- Born: Yasaman Ashki 1981 (age 44–45) Tehran/Iran
- Occupations: Health activist Co-Founder & CEO of RAH Foundation
- Spouse: Massih Bahar
- Website: https://www.ctrlstd.com/

= Yassi Ashki =

Iranian activist

Yasaman Ashki better known as Yassi Ashki is an Iranian health activist and the founder of RAH Foundation and Ctrl+S website.

==Life==
Ashki moved from Tehran, Iran to the United States in 2011 to attend Indiana University. After reading several pamphlets about STDs, she realized she'd never been taught about any of them. Several years later, she and her Iranian friend Narges Dorratoltaj decided to start a website about sexual health for Persian speakers. The website Ctrl-S was launched on Ctrlstd.com in 2014, and featured translations of about 800 articles about sexual health from the Mayo Clinic, Centers for Disease Control and Prevention, and Planned Parenthood. The team has expanded to over 50 people and the two founders now run a nongovernmental organization; registered in the United States as RAH Foundation and registered in Iran as Ctrl+S. They negotiated with the Ministry of Health and Medical Education in Iran, and gained permission to run workshops about sexual health in Iranian mosques and schools. They also train volunteers to educate rural communities. In 2015, they launched Hide and Seek under the RAH Foundation. It is an organization that focuses on raising awareness and education about the sexual abuse of children.

==Mah-e Asal==
Ashki was the guest of Mah-e Asal (a popular live television program in Iran) on 29 May 2018 and spoke about her life and experiences.
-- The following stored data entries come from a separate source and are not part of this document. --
PR #3933, opened 2024-05-09
[Reduced Onboarding] Add profile step

estrattonbailey:
Stacked on #3931

No change to Interests of Finished steps. Only affects profile step. See states below:
- image upload works
- only allows jpg/png
- avi creator replaces image if selected (and vice versa)
- avi is only uploaded if within the feature gate
- can return to avi step and uploaded image is retained in memory

CleanShot 2024-05-09 at 13 00 44@2x
CleanShot 2024-05-09 at 13 00 55@2x
CleanShot 2024-05-09 at 13 01 03@2x
CleanShot 2024-05-09 at 13 01 14@2x
CleanShot 2024-05-09 at 13 01 18@2x
CleanShot 2024-05-09 at 13 01 20@2x
CleanShot 2024-05-09 at 13 01 23@2x
CleanShot 2024-05-09 at 13 01 26@2x
CleanShot 2024-05-09 at 13 12 27@2x
CleanShot 2024-05-09 at 13 12 42@2x
CleanShot 2024-05-09 at 13 12 46@2x

### DIFF
--- a/src/screens/Onboarding/StepProfile/index.tsx
+++ b/src/screens/Onboarding/StepProfile/index.tsx
@@ -71,8 +71,9 @@ export function StepProfile() {
   const creatorControl = Dialog.useDialogControl()
   const [error, setError] = React.useState('')
 
-  const {dispatch} = React.useContext(Context)
+  const {state, dispatch} = React.useContext(Context)
   const [avatar, setAvatar] = React.useState<Avatar>({
+    image: state.profileStepResults?.image,
     placeholder: emojiItems.at,
     backgroundColor: randomColor,
     useCreatedAvatar: false,
@@ -127,6 +128,7 @@ export function StepProfile() {
     if (imageUri) {
       dispatch({
         type: 'setProfileStepResults',
+        image: avatar.image,
         imageUri,
         imageMime: avatar.image?.mime ?? 'image/jpeg',
       })
@@ -134,13 +136,7 @@ export function StepProfile() {
 
     dispatch({type: 'next'})
     track('OnboardingV2:StepProfile:End')
-  }, [
-    avatar.image?.mime,
-    avatar.image?.path,
-    avatar.useCreatedAvatar,
-    dispatch,
-    track,
-  ])
+  }, [avatar.image, avatar.useCreatedAvatar, dispatch, track])
 
   const onDoneCreating = React.useCallback(() => {
     setAvatar(prev => ({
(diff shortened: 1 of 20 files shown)


haileyok:
Can we make these a little bigger on web? Feels pretty small
Screenshot 2024-05-09 at 12 17 01 PM

haileyok:
These might be a bit small too but I also have not seen it on-device yet. That said, we definitely center the groups of items

Screenshot 2024-05-09 at 12 26 19 PM

haileyok:
Functionally works well on all platforms. Just the few nits about styles for the avatar picker but otherwise looks good. Didn't look at any code though.

src/screens/Onboarding/StepProfile/types.ts
```diff
@@ -0,0 +1,148 @@
...
+    component: Lab,
+  },
+  piggyBank: {
+    name: 'piggyBank',
+    component: PiggyBank,
+  },
+  poop: {
+    name: 'poop',
+    component: Poop,
+  },
```
haileyok, line 137: love seeing this in the codebase hahaha

src/screens/Onboarding/StepProfile/index.tsx
```diff
@@ -1,55 +1,317 @@
...
+    async (opts?: ImagePickerOptions) => {
+      const response = await launchImageLibraryAsync({
+        exif: false,
+        mediaTypes: MediaTypeOptions.Images,
+        quality: 1,
+        ...opts,
+      })
+
+      return (response.assets ?? [])
+        .slice(0, 1)
```
haileyok, line 98: Definitely fine to leave the slice here (Android is weird and _should_ respect the limit but every platform version has a different image picker implementation), but just want to note to anyone else reviewing that the picker only allows one image to be picked.

src/screens/Onboarding/StepProfile/index.tsx
```diff
@@ -1,55 +1,317 @@
...
+    let image = items[0]
+    if (!image) return
+
+    if (!isWeb) {
+      image = await openCropper({
+        mediaType: 'photo',
+        cropperCircleOverlay: true,
+        height: image.height,
+        width: image.width,
+        path: image.path,
```
haileyok, line 168: This is confusing to me (we use this same logic in `UserAvatar` as well so not specific to this PR, I think I copied it from UserAvatar before, so we should fix both).

A photo that I pick can be any size, but our avatar should always have a 1:1 aspect ratio - and probably should have some capped size like 250x250. With these options, I can't select any region of the photo.


https://github.com/bluesky-social/social-app/assets/153161762/98520c09-3430-4be1-8118-8520fb2c9901

If I set the height and with to 250 though, I can select anywhere (which is what we want for avatars)


https://github.com/bluesky-social/social-app/assets/153161762/3c17d731-928b-4ff4-8713-e1962152af53

gaearon (approved):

Ashki spoke about the need for HPV vaccines in Iran and claimed she was diagnosed with HPV, an autoimmune disorder with symptoms that are sometimes similar to AIDS in that her immune system was compromised. Watching the interview, Rakhshān Banietemad announced her support for Ashki. Ashkit's contradicted comments were doubted and criticized by people and several sources as containing false or misleading information.